Keywords: skin barrier; collagen; extracellular matrix; photoaging; growth factors; functional peptides; botulinum toxin type A; collagen fillers; tissue remodeling; protein purification
I. Structural Basis Linking Cutaneous Protein Systems to Visible Phenotypes
1.1 Epidermal Barrier Proteins and Stratum Corneum Homeostasis
The stratum corneum is formed through terminal differentiation of keratinocytes and is the principal structure controlling transepidermal water loss and resisting external stressors. Barrier homeostasis depends on ordered expression and crosslinking of stratum corneum–associated structural proteins, as well as the continuity and lamellar organization of intercellular lipids. Dysregulation of barrier proteins and related enzymatic systems can increase transepidermal water loss, intensify surface roughness and tightness, and lower thresholds for irritant and sensitivity responses. Such disturbances may also initiate or amplify a pro-inflammatory microenvironment, which can further impair dermal remodeling efficiency and slow recovery of visible appearance.
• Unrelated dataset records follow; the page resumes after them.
PR #172, opened 2018-09-18
Fix tests

vladucu:
- fixes template linting issues
- enables jquery-integration for now (until we look into removing the few usages)
- did not converted all tests to new test-helpers API from native-dom, will do that as we keep updating tweaking components or we find time, since after the codemod there's still manual work needed in quite a few places

### DIFF
--- a/.travis.yml
+++ b/.travis.yml
@@ -30,15 +30,15 @@ jobs:
     - stage: "Tests"
       name: "Tests"
       script:
-        - yarn lint:hbs
-        - yarn lint:js
-        - yarn test
+        - npm run lint:hbs
+        - npm run lint:js
+        - npm test
 
     # we recommend new addons test the current and previous LTS
     # as well as latest stable release (bonus points to beta/canary)
     - stage: "Additional Tests"
       env: EMBER_TRY_SCENARIO=ember-lts-2.12
-      env: EMBER_TRY_SCENARIO=ember-lts-2.16
+    - env: EMBER_TRY_SCENARIO=ember-lts-2.16
     - env: EMBER_TRY_SCENARIO=ember-lts-2.18
     - env: EMBER_TRY_SCENARIO=ember-release
     - env: EMBER_TRY_SCENARIO=ember-beta
--- a/.travis.yml
+++ b/.travis.yml
@@ -50,7 +50,7 @@ before_install:
   - export PATH=$HOME/.yarn/bin:$PATH
 
 install:
-  - yarn install --no-lockfile --non-interactive --ignore-engines
+  - yarn install --no-lockfile --non-interactive
 
 script:
   - node_modules/.bin/ember try:one $EMBER_TRY_SCENARIO
--- a/.travis.yml
+++ b/.travis.yml
@@ -50,7 +50,7 @@ before_install:
   - export PATH=$HOME/.yarn/bin:$PATH
 
 install:
-  - yarn install --no-lockfile --non-interactive
+  - yarn install --no-lockfile --non-interactive --ignore-engines
 
 script:
   - node_modules/.bin/ember try:one $EMBER_TRY_SCENARIO
--- a/.travis.yml
+++ b/.travis.yml
@@ -3,7 +3,7 @@ language: node_js
 node_js:
   # we recommend testing addons with the same minimum supported node version as Ember CLI
   # so that your addon works for all apps
-  - "6"
+  - "8"
 
 sudo: false
 dist: trusty
@@ -30,9 +30,9 @@ jobs:
     - stage: "Tests"
       name: "Tests"
       script:
-        - npm run lint:hbs
-        - npm run lint:js
-        - npm test
+        - yarn lint:hbs
+        - yarn lint:js
+        - yarn test
 
     # we recommend new addons test the current and previous LTS
     # as well as latest stable release (bonus points to beta/canary)
--- a/addon/templates/components/polaris-action-list/item.hbs
+++ b/addon/templates/components/polaris-action-list/item.hbs
@@ -13,7 +13,7 @@
         role="presentation"
         class="Polaris-ActionList__Image"
         style={{imageBackgroundStyle}}
-      ></div>
+      />
     {{/if}}
 
     <div class="Polaris-ActionList__Text">
--- a/addon/templates/components/polaris-action-list/item.hbs
+++ b/addon/templates/components/polaris-action-list/item.hbs
@@ -13,7 +13,8 @@
         role="presentation"
         class="Polaris-ActionList__Image"
         style={{imageBackgroundStyle}}
-      />
+      >
+      </div>
     {{/if}}
 
     <div class="Polaris-ActionList__Text">
--- a/addon/templates/components/polaris-callout-card.hbs
+++ b/addon/templates/components/polaris-callout-card.hbs
@@ -21,7 +21,7 @@
             text=primaryAction.text
             onClick=(action primaryAction.onAction)
           )
-        as |primaryButton|
+          as |primaryButton|
         }}
           {{#if secondaryAction}}
             {{#polaris-button-group}}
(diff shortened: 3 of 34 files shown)


.travis.yml
```diff
@@ -50,7 +50,7 @@ before_install:
   - export PATH=$HOME/.yarn/bin:$PATH
 
 install:
-  - yarn install --no-lockfile --non-interactive
+  - yarn install --no-lockfile --non-interactive --ignore-engines
```
vladucu: ignoring engines cause `@shopify/react-utilities` will fail our tests

.travis.yml
```diff
@@ -30,15 +30,15 @@ jobs:
     - stage: "Tests"
       name: "Tests"
       script:
-        - yarn lint:hbs
-        - yarn lint:js
-        - yarn test
+        - npm run lint:hbs
+        - npm run lint:js
+        - npm test
```
andrewpye: Interesting... guessing this change was from a codemod? Do you know what the reason for using `npm` over `yarn` is here?

addon/templates/components/polaris-callout-card.hbs
```diff
@@ -14,10 +14,14 @@
...
-          onClick=(action primaryAction.onAction))
-          as |primaryButton|
+        {{!-- template-lint-disable attribute-indentation --}}
+        {{!-- TODO remove rule above once linter handles this correctly --}}
+        {{#with
+          (component "polaris-button"
+            text=primaryAction.text
+            onClick=(action primaryAction.onAction)
+          )
+        as |primaryButton|
```
andrewpye: This looks like it should be indented IMO... any thoughts?

addon/templates/components/polaris-data-table/cell.hbs
```diff
@@ -1,8 +1,22 @@
...
   {{#if header}}
-    <th aria-hidden="true" role="presentation" id={{cellElementId}} class={{cellClassNames}} style={{style}}></th>
+    <th
+      aria-hidden="true"
+      role="presentation"
+      id={{cellElementId}}
+      class={{cellClassNames}}
+      style={{style}}
+    >
+    </th>
```
andrewpye: Are you aware of any reason for this not being made self-closing like a couple of the `div`s in this PR?

addon/templates/components/polaris-progress-bar.hbs
```diff
@@ -1,10 +1,12 @@
-<progress class="Polaris-ProgressBar__Progress"
+<progress
+  class="Polaris-ProgressBar__Progress"
   max="100"
-  value="{{parsedProgress}}"
+  value={{parsedProgress}}
```
andrewpye: Could this removal of the quotes cause issues with host apps that pass numeric values instead of strings?

.travis.yml
sivakumar-kailasam: Tried running `yarn` on this branch on local & got,
`error @shopify/react-utilities@2.0.3: The engine "node" is incompatible with this module. Expected version ">=8.9.0".`

Setting the node version of the container to `8` should solve this. Node 8 is LTS anyway.

.travis.yml
sivakumar-kailasam: the codemod doesn't account for yarn/npm usage when updating the travis files. these should be `yarn` instead of `npm run`

vladucu: oh, no...was debugging something....will revert this

addon/templates/components/polaris-callout-card.hbs
vladucu: this seems to be what the linter wants....it complains otherwise

addon/templates/components/polaris-action-list/item.hbs
```diff
@@ -13,7 +13,7 @@
         role="presentation"
         class="Polaris-ActionList__Image"
         style={{imageBackgroundStyle}}
-      ></div>
+      />
```
sivakumar-kailasam: isn't div not supposed to be a self closing tag?

addon/templates/components/polaris-data-table/cell.hbs
vladucu: no reason....just missed these

addon/templates/components/polaris-progress-bar.hbs
vladucu: I don't think they should, but good point....will double check

addon/templates/components/polaris-data-table.hbs
```diff
@@ -28,7 +35,10 @@
 
         {{#if totals}}
           <tr>
-            {{#each (polaris-data-table/insert-presentational-cell totals) as |total index|}}
+            {{#each
+              (polaris-data-table/insert-presentational-cell totals)
+            as |total index|
```
sivakumar-kailasam: doesn't this line look off?

addon/templates/components/polaris-data-table.hbs
```diff
@@ -4,13 +4,20 @@
...
+>
   <div class="Polaris-DataTable__ScrollContainer" style={{scrollContainerStyle}}>
+    {{! template-lint-disable table-groups }}
     <table class="Polaris-DataTable__Table">
       <thead>
         <tr>
-          {{#each (polaris-data-table/insert-presentational-cell headings) as |heading headingIndex|}}
+          {{#each
+            (polaris-data-table/insert-presentational-cell headings)
+          as |heading headingIndex|
```
sivakumar-kailasam: doesn't this line look off?

.travis.yml
vladucu: yeah, I tried to keep this, but I guess there's no reason we shouldn't use 8

PS there's 6 LTS too 😁

sivakumar-kailasam: ah i forget they support multiple LTS' https://github.com/nodejs/Release#release-schedule

addon/templates/components/polaris-callout-card.hbs
andrewpye: 😞 

Is that something that's configurable?

andrewpye: (not saying it needs to be done now 😉)

addon/templates/components/polaris-data-table.hbs
vladucu: I agree....but this was erroring the linter....checked again now, it doesn't...weird
will fix

addon/templates/components/polaris-action-list/item.hbs
andrewpye: Yeah I think it shouldn't be self-closing 🤷‍♂️ Does the linter complain if this is left as it was before @vladucu?

sivakumar-kailasam: lets disable the check here if it complains about it instead of making this change 🙂

addon/templates/components/polaris-callout-card.hbs
vladucu: for now, I'm gonna fix, since we disabled this rule manually above with that comment...might be a glitch with the linter (didn't checked yet if there's any related issue)

addon/templates/components/polaris-data-table/row.hbs
```diff
@@ -1,4 +1,7 @@
-{{#each (polaris-data-table/insert-presentational-cell row) as |cellText cellIndex|}}
+{{#each
+  (polaris-data-table/insert-presentational-cell row)
+as |cellText cellIndex|
```
tomnez: Missed an indent here

tests/dummy/app/templates/dropzone.hbs
```diff
@@ -1,3 +1,8 @@
-{{#polaris-drop-zone type="image" accept="image/jpeg,image/png" onDrop=(action "drop") as |dropZone|}}
+{{#polaris-drop-zone
+  type="image"
+  accept="image/jpeg,image/png"
+  onDrop=(action "drop")
+as |dropZone|
```
tomnez: Indent here too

1.2 Dermal Extracellular Matrix Proteins: Collagen and Elastic Networks
Dermal mechanics are primarily determined by the combined contribution of collagen fibers and elastic fibers. Collagen proteins form triple-helical structures that assemble into fibrillar bundles and serve as the main source of tensile strength; elastin and the microfibrillar system provide resilience and recovery from deformation. Clinically observable firmness, elasticity, and wrinkle depth generally correlate with collagen fiber abundance, degree of alignment, crosslinking state, and the integrity of the elastic system.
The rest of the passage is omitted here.